Comment #2 posted on 2014-06-13T01:15:53Z by Kevin O'Brien
Why I said that...
I still maintain that tested code is better than untested code, and nothing tsts it more than time. The OpenSSL code worked well for a long time until a very subtle error crept in. So the question is whether we will more quickly get to a more secure state by developing a mature code base or by throwing it out and starting over. In general, I maintain that fixing the mature code is a better practice.
Second, announcing almost immediately that that you have thrown out 90,000 lines of code (the number I recall) does not tom e suggest careful thought so much as a hack-and-slash mentality, and I don't like that in security. Calm deliberation usually works better.
Third, from the reports I read one of the things that was discarded as an unnecessary feature was Windows compatibility. Even though I support free software, I recognize that we need to share the Internet with a shit-ton of Windows machines, and I would prefer that they be as secure as possible.
I totally agree on Mono culture, and I hope that LibreSSL provides good competition. I did not mean to imply that LibreSSL should not exist, only that Iwould be very cautious about adopting anything unproven.
Comment #3 posted on 2014-06-13T16:00:04Z by Ken Fallon
You many not have researched this enough
To be clear this is *not*, as you say, "starting over". They started with the existing OpenSSL code and worked from their.
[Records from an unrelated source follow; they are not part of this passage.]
PR #411, opened 2018-06-22
More consistent use of throwIf to eval exception conditions

amcclain:


amcclain:
Also note the TODO on the LocalStorageService commit - should we bite the bullet and swap that to use `XH.appCode` now?

PR #414, opened 2018-06-25
Build FeedbackDialog and FeedbackDialogModel into XH, Fixes #379

### LINKED ISSUE #379: Build FeedbackDialog and FeedbackDialogModel into XH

So they are using the exact same "mature code" and any issue they find are also issues in OpenSSL. Once fixed they are added to LibReSSL and _remain_ in OpenSSL. However, Do not mistake "old code" for "tested code". It was not tested, which was your third point "Bugs are not shallow if the eyeballs are not there." Now that people *are* looking at the code bugs are been found. Case in point the new team brought on board by the Linux Foundation to help fix OpenSSL reported on 5th June 2014: CVE-2014-0224: "a Man-in-the-middle (MITM) attack where the attacker can decrypt and modify traffic from the attacked client and server."
So let's look at what was actually removed in the first week. arstechnica have an interview with Theo de Raadt and he describes exactly what they removed.
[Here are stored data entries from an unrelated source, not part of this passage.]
PR #423, opened 2018-06-30
ColChooser enhancements

gportela85:
https://github.com/exhi/hoist-react/issues/415

### DIFF
--- a/cmp/grid/ColChooser.js
+++ b/cmp/grid/ColChooser.js
@@ -39,7 +39,7 @@ export class ColChooser extends Component {
                         onClick: this.restoreDefaults
                     }),
                     toolbarSep({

de Raadt said there were "Thousands of lines of VMS support. Thousands of lines of ancient WIN32 support. Nowadays, Windows has POSIX-like APIs and does not need something special for sockets. Thousands of lines of FIPS support, which downgrade ciphers almost automatically."
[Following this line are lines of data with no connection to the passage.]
PR #427, opened 2018-07-03
IdleService

gportela85:
https://github.com/exhi/hoist-react/issues/132


lbwexler:
Was looking for a default display of this (app overrideable)  more like what we have in Hoist Sencha.
See App.showIdleWindow()

This looks like a start, but really need that bit in order to merge things.   

Also, the Hoist Sencha version had the ability to change this per user via preference.  Seems like for consistency we really just want to mirror *everything* we have in Hoist Sencha.

TomTirapani:
Took a look at this.

I like how the app can specify any `idleComponent`, allowing us to override the alert to do something different / more elaborate should the app call for it.

We're missing a few features that we need to reach parity with Hoist Sencha:
- A way for Apps to disable idle detection generally.
- A way to disable per user using preferences.
- We should stop any timer based tasks when the app becomes idle. I think we may be able to use `Timer.cancelAll()` for this.
- We should also fire an `appSuspended` event, so that other parts of the app can react if necessary. Alternatively, rather than an event, this could be an observable on App itself.

See https://github.com/exhi/hoist-sencha/blob/develop/grails-app/assets/src/xh/all/svc/IdleService.js for how these features are implemented in Hoist Sencha

app/impl/IdleWrapper.js
```diff
@@ -0,0 +1,22 @@
...
+ * This file belongs to Hoist, an application development toolkit
+ * developed by Extremely Heavy Industries (www.xh.io | info@xh.io)
+ *
+ * Copyright © 2018 Extremely Heavy Industries Inc.
+ */
+
+import {Component} from 'react';
+import {XH, HoistComponent, elemFactory} from '@xh/hoist/core';
+
+@HoistComponent()
```
lbwexler: Sorry -- you made those last changes so quickly, I hadn't finished my comments. Don't think we need this wrapper component.  This null check can be just made inline in the main renderer.

core/HoistApp.js
```diff
@@ -62,6 +63,21 @@ export function HoistApp(C) {
             };
         },
 
+        /**
+         * App must implement this method with appropriate logic to display a message when the app
+         * has been idle for the amount of minutes defined by the `xhxhIdleTimeoutMins` config.
```
lbwexler: spelling mistake here....

core/HoistApp.js
```diff
@@ -62,6 +63,21 @@ export function HoistApp(C) {
             };
         },
 
+        /**
+         * App must implement this method with appropriate logic to display a message when the app
```
lbwexler: 'may override' instead of 'must implement'

core/HoistApp.js
```diff
@@ -62,6 +63,21 @@ export function HoistApp(C) {
...
+         * has been idle for the amount of minutes defined by the `xhxhIdleTimeoutMins` config.
+         * @param {Function} callback - A callback function to be handled by the showIdleDialog
+         */
+        showIdleDialog(callback) {
```
lbwexler: perhaps this should be named 'renderIdleDialog()' if its job is to return a react element that can be rendered.

svc/IdleService.js
```diff
@@ -0,0 +1,66 @@
...
+
+    @action
+    timeout() {
+        this.task.cancel();
+        this.destroyAppListener();
+        Timer.cancelAll();
+
+        window.dispatchEvent(new CustomEvent('appSuspended'));
+        XH.idleComponent = XH.app.showIdleDialog(() => {
+            window.location.reload();
```
lbwexler: Why is the flag for reload (e.g. reload(true))  missing??  This is clearly in the sencha source, and we spent a long time troubleshooting problems related to that...

svc/IdleService.js
```diff
@@ -0,0 +1,66 @@
...
+        window.removeEventListener('scroll', this.resetTimer, true);
+    }
+
+    @action
+    timeout() {
+        this.task.cancel();
+        this.destroyAppListener();
+        Timer.cancelAll();
+
+        window.dispatchEvent(new CustomEvent('appSuspended'));
```
lbwexler: We don't use window.dispatchEvent, or anything like window events.  Realize we are trying to mimic the sencha implementation here, but not sure we need this.

svc/IdleService.js
gportela85: I used the initial idleService PR (https://github.com/exhi/hoist/pull/250/files) as source for these changes so I would be able to take compare the whole implementation instead of just looking at the final code in `IdleService.js`. That's why some things were missing like using an app config or user config to disable the service. I'll add the flag to disable cache.

lbwexler:
yes, that's always a risk with looking at a single pull request -- gotta
look at the latest and greatest of the code in question,

lbwexler:
I refactored this a bit, and it led to a larger refactor to create a new notion of AppState, which includes AppState.SUSPENDED.

Also simplified the implementation of IdleService and its timers, and also the way in which applications override the default component.

Also some unrelated file moves from '/app' package to '/impl'.

cr: atm (partially, IdleService review still pending)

There were also "thousands of lines of APIs that the OpenSSL group intended to deprecate 12 years or so ago and [are] still left alone."
De Raadt told ZDNet that his team has removed 90,000 lines of C code. "Even after all those changes, the codebase is still API compatible," he said. "Our entire ports tree (8,700 applications) continue to compile and work after all these changes."
So to summarise the facts:
90,000 lines of *unused* or *obsolete* code is removed from the LibReSSL code base.
90,000 lines of *unused* or *obsolete* code remains in the OpenSSL code base.
If the Industry Average is 17.5 errors per 1000 lines of code*, and there are 90,000 lines of code, we can calculate that the OpenSSL code has 1,575 MORE errors than LibReSSL
( 90000 / 1000 ) x ( ( 50 - 15 ) / 2 ) = 1,575
* "Code Complete" by Steve McConnell.
Blame Charles in NJ if my math is wrong.
Comment #4 posted on 2014-06-14T20:49:15Z by Kevin O'Brien
It looks like I may have been a bit hasty in my comments about the code being removed. Your points certainly seem reaosnable. Correction accepted.